Catabolic pathways of the Lysine metabolism. Competition between L-arginine and L-lysine at the mitochondrial membrane and the blood-brain barrier. Catabolic pathways: (1) the mitochondrial saccharopine pathway is the major route in liver; (2) the peroxisomal pipecolate pathway is the major route in brain, both branches converge in α-AASA and its cyclic equivalent P6C. Acetyl-CoA is the ultimate product of the lysine degradation. human mitochondrial ornithine carriers 1 and 2 (ORC); system y+ of the blood–brain barrier (y+), pipecolate oxidase (PIPOX), AASS, α-aminoadipate semialdehyde synthase (AASS); piperideine-6-carboxylate (P6C);α-aminoadipate semialdehyde (α-AASA); α-AAA, α-aminoadipate (α-AAA); tricarboxylic acid-cycle (TCA cycle).

Figure 3

Metabolic disorders of fatty acid in GA-II. Mutations in the Electron Transfer Flavoprotein (ETFA, ETFB) or Electron Transfer Flavoprotein Dehydrogenase (ETFDH) genes. These genes encode the α/β subunits of Electron Transfer Flavoprotein (ETF) and Electron Transfer Flavoprotein-Ubiquinone Oxidoreductase (ETF-QO) respectively. ETF and ETF-QO are the key transporters in the process of electron transfer of fatty acid β-oxidation. In mitochondria, ETF, which is located in the matrix, receives electrons from several FAD-containing acyl-CoA dehydrogenases involved in fatty acid oxidation. ETF transfers electrons to ETF-QO, located in the inner mitochondrial membrane and, subsequently, electrons are passed to ubiquinone in the respiratory chain.
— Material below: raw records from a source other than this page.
PR #616, opened 2016-11-01
Run background jobs with Sidekiq/Active Job.

### LINKED ISSUE #587: Add background workers for requests
Should this reside locally on the requests VMs or on a separate VM?

The worker basically executes long-running HTTP API calls.  It takes an active record object as a parameter and needs to update the active record object with the results from the HTTP response.

tingulfsen:
Fixes #587 

This is a shameless green introduction of Sidekiq as a background job processor.

### DIFF
--- a/Gemfile
+++ b/Gemfile
@@ -61,6 +61,9 @@ gem 'web-console', '~> 2.0', group: :development
 # test coverage in static code analysis GUI
 gem 'codeclimate-test-reporter', group: :test, require: false
 
+# Sidekiq is our background processing framework, run via Active Job
+gem 'sidekiq'
+
 group :development, :test do
   # Call 'byebug' anywhere in the code to stop execution and get a debugger console
   gem 'byebug'
--- a/app/jobs/submit_symphony_request_job.rb
+++ b/app/jobs/submit_symphony_request_job.rb
@@ -3,12 +3,26 @@
 class SubmitSymphonyRequestJob < ActiveJob::Base
   queue_as :default
 
-  def perform(request, options = {})
+  def perform(request_id, options = {})
     return true unless enabled?
+    request = find_request(request_id)
+
+    return true unless request
 
     response = Command.new(request, options).execute!
     request.merge_symphony_response_data(response.with_indifferent_access)
     request.save
+  end
+
+  def find_request(request_id)
+    request = begin
+      Request.find(request_id)
+    rescue ActiveRecord::RecordNotFound
+      Honeybadger.notify(
+        "Attempted to call Symphony for Request with ID #{request_id}, but no such Request was found."
+      )
+    end
+    request
   end
 
   def enabled?
--- a/app/models/concerns/symphony_request.rb
+++ b/app/models/concerns/symphony_request.rb
@@ -5,8 +5,12 @@ module SymphonyRequest
     user.webauth_user?
   end
 
-  def send_to_symphony!(options = {})
-    SubmitSymphonyRequestJob.perform_now(self, options)
+  def send_to_symphony_now!(options = {})
+    SubmitSymphonyRequestJob.perform_now(id, options)
+  end
+
+  def send_to_symphony_later!(options = {})
+    SubmitSymphonyRequestJob.perform_later(id, options)
   end
 
   def symphony_request
--- a/app/models/request.rb
+++ b/app/models/request.rb
@@ -120,7 +120,7 @@ class Request < ActiveRecord::Base
   end
 
   def submit!
-    send_to_symphony!
+    send_to_symphony_later!
   end
 
   def barcode_present?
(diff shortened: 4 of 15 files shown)


app/jobs/submit_symphony_request_job.rb
```diff
@@ -3,14 +3,28 @@
 class SubmitSymphonyRequestJob < ActiveJob::Base
   queue_as :default
 
-  def perform(request, options = {})
+  def perform(request_id, options = {})
```
jkeck: Hmm, maybe this is my naiveté (given I haven't worked much with background jobs) but I was under the impression that with `ActiveJob` we didn't have to pass the ID any longer as long as the object that we're passing into the job implements `GlobalID` (which `ActiveRecord` does).

I'm basing this off the [GlobalID section in the ActiveJob Rails Guide](http://edgeguides.rubyonrails.org/active_job_basics.html#globalid).  Was that not working for you in the requests app?

app/models/concerns/symphony_request.rb
```diff
@@ -6,7 +6,7 @@ def appears_in_myaccount?
   end
 
   def send_to_symphony!(options = {})
-    SubmitSymphonyRequestJob.perform_now(self, options)
+    SubmitSymphonyRequestJob.perform_later(id, options)
```
jkeck: I was thinking we could pass something into this method that would allow us to switch on `perform_now` vs `perform_later` (so that mediated item approval can be run inline).   More than happy to take a look at that with you if you would like.

jkeck:
Lookin' good so far @tingulfsen!  Just a few comments (even though I know this is just a `WIP`).  Hope you don't mind. :)

app/jobs/submit_symphony_request_job.rb
tingulfsen: I think that will work, but the author of Sidekiq seems to think otherwise:

https://github.com/mperham/sidekiq/wiki/Best-Practices#1-make-your-job-parameters-small-and-simple

It may only be a preference though:

http://stackoverflow.com/questions/30962979/should-you-still-pass-only-the-object-id-when-using-activejob

app/models/concerns/symphony_request.rb
tingulfsen: I wrote that code before the comment regarding mediated item approval, so yes, this has to change.

app/jobs/submit_symphony_request_job.rb
tingulfsen: I'll set up a couple of fake Slack accounts, and see if I can start a flamewar on this topic 😜

Gemfile
```diff
@@ -61,6 +61,8 @@ gem 'web-console', '~> 2.0', group: :development
 # test coverage in static code analysis GUI
 gem 'codeclimate-test-reporter', group: :test, require: false
 
+gem 'sidekiq'
```
ndushay: in keeping with this gemfile practice, there should be a comment indicating why we are including this gem.

app/jobs/submit_symphony_request_job.rb
jkeck: I'm 👍 to keeping the approach you've gone with.

app/models/request.rb
```diff
@@ -120,7 +120,7 @@ def notification_email_address
   end
 
   def submit!
-    send_to_symphony!
+    send_to_symphony_later!
```
jkeck: Can we add a `submit!` method to the `Scan` class that overrides this to do a `send_to_symphony_now!` (given the complication about requiring a browser with webauth credentials to pass through Illiad for scan requests).

app/models/requests/scan.rb
```diff
@@ -25,6 +25,10 @@ def destination
     'SCAN'
   end
 
+  def submit!
+    send_to_symphony_now!
```
jkeck: Thanks for adding this!

One more minor thing, would you mind writing a test in `scan_spec` (akin to what we have in `request_spec`) that asserts this behavior?

jkeck:
Random question.  Sidekiq provides an admin UI of its own to look at the jobs queue I believe.   I know we plan on creating some additional tickets, so I just wanted to call that out as one we'll want to create as part of this work.

👍 looking god.

app/models/requests/scan.rb
tingulfsen: Good point - I added a test in spec/models/requests/scan_spec.rb. This is also exercised in spec/controllers/scans_controller_spec.rb.

tingulfsen:
I've added tickets #627, #628, #629 and #630 as additional work that should follow up on this.

jkeck:
I'm dismissing @ndushay's requested changes as it appears that you have addressed them (and this is going to a feature branch anyhow).

PR #617, opened 2016-11-02
Make Hoover library no longer mediatable

### LINKED ISSUE #578: Remove Hoover Library from mediated library list
Hoover Library does not need to be in the mediated library list.  Paul Thomas and Maria Quinonez  have indicated that any items physically stored at SAL3, with a Library = HOOVER and a Location = STACKS-30 should have a request link, and the items can be added to the SAL3 picklist without prior staff approval.

jkeck:
(which means it will fall-back to a simple Page request).

Closes #578 

We will need to make a PR to the Requests shared_configs branches to remove `HOOVER` from the `origin_admin_groups`, but we should get this deployed first to ensure that no requests end up in their mediation queue in the interim.

### DIFF
--- a/spec/models/concerns/mediateable_spec.rb
+++ b/spec/models/concerns/mediateable_spec.rb
@@ -40,28 +40,15 @@ describe Mediateable do
         expect(subject).to_not be_mediateable
       end
     end
-    describe 'HOOVER' do
-      describe 'library' do
-        before { subject.library = 'HOOVER' }
-        it 'should return true if the item is in a *-30 location' do
-          subject.location = 'SOMEWHERE-30'
-          expect(subject).to be_mediateable
-        end
-        it 'should return false if the item is not in a *-30 location' do
-          subject.location = 'SOMEWHERE-ELSE'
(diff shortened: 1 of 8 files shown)


spec/models/concerns/mediateable_spec.rb
```diff
@@ -40,28 +40,15 @@ class MediateableTestClass
...
-        end
+    describe 'HV-ARCHIVE' do
+      before { subject.library = 'HV-ARCHIVE' }
+      it 'should return true if the item is in a *-30 location' do
+        subject.location = 'SOMEWHERE-30'
+        expect(subject).to be_mediateable
       end
-      describe 'archives' do
-        before { subject.library = 'HV-ARCHIVE' }
-        it 'should return true if the item is in a *-30 location' do
```
ndushay: wondering why this test is no longer valid.

jkeck: I've just reformatted the tests since a Hoover describe block with a Hoover Archives describe block.  This test still exists above.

Consequently, a dysfunction of ETF or ETF-QO causes the final process of fatty acid β-oxidation to fail, thereby leading to disturbed ATP biosynthesis from fatty acid, excessive lipid accumulation and disturbed gluconeogenesis, Complex I (NADH: ubiquinone reductase), complex II (succinate: ubiquinone reductase), complex III (ubiquinol: cytochrome C oxidoreductase or cytochrome bc1 complex), complex IV (cytochrome c oxidase).

Figure 4

Electron transfer system in the respiratory chain. Riboflavin is converted to FAD, as cofactor for both ETF and ETFDH, also enter as a coenzyme for complex I and II in the respiratory chain.

Figure 5

Carnitine Shuttling System. Once the free fatty acid reaches the Mitochondrium, it is processed into a fatty acid acyl CoA molecule by Fatty Acyl-Coenzyme A Synthetase (FACS) to cross the outer mitochondrial membrane. Carnitine is used by Carnitine Palmitoyl transferase 1 (CPT1) to synthesize acyl carnitine, which is shuttled across the inner mitochondrial membrane by Carnitine Translocase (CACT). Finally, acyl carnitine is converted back into carnitine, and a fatty acid acyl-CoA molecule by carnitine palmitoyl transferase 2 (CPT2) for β-oxidation within the mitochondrial matrix, and transport of free carnitine back to the cytoplasm by CACT.